I just posted this in another thread by mistake. Sorry if anyone was irked by that.

This website "claims" that this knife and other similarly operated folders they sell with a "spring-assisted" opening action bypass most/all state laws on gravity, switchblade, etc. knives. What do you think?


http://www.trueswords.com/spring-assist-legal-auto-knife-military-karambit-black-p-6541.html


----------



## arnisador (Sep 23, 2012)

I wouldn't hold out much hope for getting that by a cop--but it's conceivable a good lawyer could make it work at trial. Probably not worth the risk, but it varies widely by state.


----------



## jks9199 (Sep 23, 2012)

arnisador said:


> I wouldn't hold out much hope for getting that by a cop--but it's conceivable a good lawyer could make it work at trial. Probably not worth the risk, but it varies widely by state.



Depends on state law and decisions.  In VA, the knife linked would be a real problem.  A ruling a couple years ago held that 18.2-308, which prohibits a number of concealed weapons should be interpreted first by asking is the item in question a weapon, rather than merely a tool that can be used as a weapon (like a chef's knife).  The kerambit pictured is pretty clearly not a tool, even if it lacks everything needed to be meet the strict definitions of Bowie or dirk.  At that point, we start looking at "like kind" and then I think it's not hard to reach that burden of proof.


----------



## rainesr (Sep 24, 2012)

From my perspective the target demographic are individuals that want to walk at the edge of the law. I wouldn't chance it, you will probably be paying for a lawyer right or wrong. Not only that, but I think the last thing I would trust not to chop off my fingers is an $8 folding knife. We do a lot of karambit work in Silat, I can't think of a good reason to have one that folds. I can think of instances that the locking mechanism would be put under way more stress than I would feel comfotable with.

A good utility knife that has a Karambit like shape is the Ka-Bar law enforcement tactical knife. It might not get as bad a rection from law enforcement where they are legal either.


~Rob


----------



## Grenadier (Sep 24, 2012)

Best to check with the individual state's laws, regarding such things.  

http://thefiringline.com/library/blades/knifelaws.html

When you look at a generic term such as "assisted," you have a quagmire of different laws.  Some states, for example, consider a balisong (butterfly knife) as an illegal switchblade, whereas some states can even consider a knife that has a worn-out detent mechanism an illegal switchblade, since it can be opened with a flick of the wrist.  

I wouldn't rely on the opinion of an advertisement / catalog, since possibly felonies could be involved here.  


Even if the laws weren't in play here, I'd still be rather hesitant to carry the above listed knife.  First of all, you generally get what you pay for, when it comes to knife quality.  I'm not too keen on using an 8 dollar folder.  Furthermore, there's no real advantage to using this knife, over a high quality lockback folder that can be opened with one hand (Spyderco, Byrd, Benchmade, etc).  
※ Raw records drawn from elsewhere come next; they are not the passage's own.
PR #29, opened 2019-08-13
Admin display users fixing bugs

radulambrino:


ClientApp/viking-vault/src/Router.tsx
```diff
@@ -60,17 +67,25 @@ class Router extends React.Component<any, IState> {
     {
         if(this.state.isAdmin === null)
         {
+            console.log("REQUEST FOR IS ADMIN SENT" + this.state.isAdmin);
```
OlahCatalina: Please remove this :)

ClientApp/viking-vault/src/display_user_list/DisplayUsers.css
```diff
@@ -67,29 +72,33 @@
     margin-top: 1%;
 }
 
-#user_name{
+#user-name{
```
crisfsabau: you shouldn't use ids for styling, id is using for identifying an html element. Use a class instead. Same for card number below :)

ClientApp/viking-vault/src/Router.tsx
```diff
@@ -63,14 +64,21 @@ class Router extends React.Component<any, IState> {
...
                 if(this.state.isAdmin)
                     return <AdminPage/>;
-                else return <Redirect to = "/login" />
-            },200);
+                else 
+                    return <Redirect to = "/login" />;
+            },500);
+        }
+        else
+        {
```
Slitthe: In the JS community, it's a sort of an unwritten rule/convention to write `{` on the same line

PR #30, opened 2019-08-14
Redirect from SideBar buttons

OlahCatalina:
Buttons from SideBar redirect to certain pages


Server/VikingVault.DataAccess/Migrations/20190814073151_SeedAdmin.cs
```diff
@@ -0,0 +1,17 @@
+﻿using Microsoft.EntityFrameworkCore.Migrations;
+
+namespace VikingVault.DataAccess.Migrations
+{
+    public partial class SeedAdmin : Migration
```
vasi-axinte: This migration does nothing. Please remove it.

vasi-axinte (changes requested):

Server/VikingVault.DataAccess/Migrations/20190814073151_SeedAdmin.cs
OlahCatalina: Done 👍

vasi-axinte (approved):

PR #1238, opened 2020-11-22
Remove unnecessary envvar configuration in click options

jdufresne:
These are environment variables consumed by pip. As environment
variables are passed through to subprocesses they're already handled. No
special processing in pip-tools is required so simplify the CLI
definition

##### Contributor checklist

- [x] Provided the tests for the changes.
- [x] Gave a clear one-line description in the PR (that the maintainers can add to CHANGELOG.md on release).
- [x] Assign the PR to an existing or new milestone for the target version (following [Semantic Versioning](https://blog.versioneye.com/2014/01/16/semantic-versioning/)).

PR #1357, opened 2021-03-18
Parallelize pytest runs

webknjaz:
$sbj. This change makes a single pytest run almost 4x faster on my machine:
|        command         |       time       |
|------------------------|------------------|
| $ tox -e py -- -n auto | 17.90s           |
| $ tox -e py -- -n 0    | 68.54s (0:01:08) |

I'm pretty sure it'll have a positive impact on the CI completion time too. UPD: in GHA it's about 2x faster in this mode.

**Changelog-friendly one-liner**: (misc/non user facing?) Enabled pytest to run tests in parallel.

##### Contributor checklist

- [x] (not exactly but...)Provided the tests for the changes.
- [x] (likely irrelevant)Gave a clear one-line description in the PR (that the maintainers can add to CHANGELOG.md on release).
- [ ] (irrelevant)Assign the PR to an existing or new milestone for the target version (following [Semantic Versioning](https://blog.versioneye.com/2014/01/16/semantic-versioning/)).

### DIFF
--- a/setup.cfg
+++ b/setup.cfg
@@ -40,6 +40,7 @@ exclude = tests
 testing =
     pytest
     pytest-rerunfailures
+    pytest-xdist
 coverage = pytest-cov
 
 [options.entry_points]
@@ -48,6 +49,9 @@ console_scripts =
     pip-sync = piptools.scripts.sync:cli
 
 [tool:pytest]
+addopts =
+    # `pytest-xdist`:
+    --numprocesses=auto
 norecursedirs = .* build dist venv test_data piptools/_compat/*
 testpaths = tests piptools
 filterwarnings =


atugushev (approved):
Thanks for bringing this! I remember we made a while ago some preparation to make this possible. See https://github.com/jazzband/pip-tools/pull/1022#pullrequestreview-336352189.

atugushev:
Thanks @webknjaz!

AndydeCleyre:
Hey, I wasn't invited to the review party, but don't think this should have gone through without setting unique cache dirs for parallel `pip-compile` invocations, via `--cache-dir`.

AndydeCleyre:
All the tests are unreliable in this state. I also notice this, which may be a problem:

```python
class CliRunner(object):
    """The CLI runner provides functionality to invoke a Click command line
    script for unittesting purposes in a isolated environment.  This only
    works in single-threaded systems without any concurrency as it changes the
    global interpreter state.
    """
```

AndydeCleyre:
And I see here we have a no-longer-helpful [fixture for this](https://github.com/richafrank/pip-tools/blob/master/tests/test_cli_compile.py#L17):

```python
@pytest.fixture(autouse=True)
def _temp_dep_cache(tmpdir, monkeypatch):
    monkeypatch.setenv("PIP_TOOLS_CACHE_DIR", str(tmpdir / "cache"))
```

But that env var was removed in d786232cf0ba4d4e9cf11e9d50b6665d78e330c3, merged in #1238, which broke silently broke this fixture.

webknjaz:
I think it's good that this got merged because it reveals problems with tests that may depend on the shared state/order. This gives us a chance to identify the flaky tests and actually fix them over time. Plus, going forward it'll make the test authors more cautious and will encourage everyone to consider the test stability...

webknjaz:
> ```python
>     works in single-threaded systems without any concurrency as it changes the
>     global interpreter state.
> ```

I'm pretty sure pytest-xdist distributes tests across subprocesses, not threads. So this shouldn't be a problem.

AndydeCleyre:
I'm thinking the real bug here is in #1238, where the intent seemed to be only to remove env vars handled by pip itself, and `PIP_TOOLS_CACHE_DIR`'s removal was an oopsie. I propose we just re-enable the env var, and then I think there's nothing wrong with this parallel business here.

I'll stick with the tried and true Spyderco.


----------



## Chris Parker (Sep 24, 2012)

From looking over the site in question, I'd suggest that the target demographic are fantasy-riddled kids, including a range who want to think they're "tough"... I don't think I saw anything that I'd spend any cash on. None of it is serious enough for me.


----------



## Bill Mattocks (Sep 24, 2012)

PoolMan said:


> I just posted this in another thread by mistake. Sorry if anyone was irked by that.
> 
> This website "claims" that this knife and other similarly operated folders they sell with a "spring-assisted" opening action bypass most/all state laws on gravity, switchblade, etc. knives. What do you think?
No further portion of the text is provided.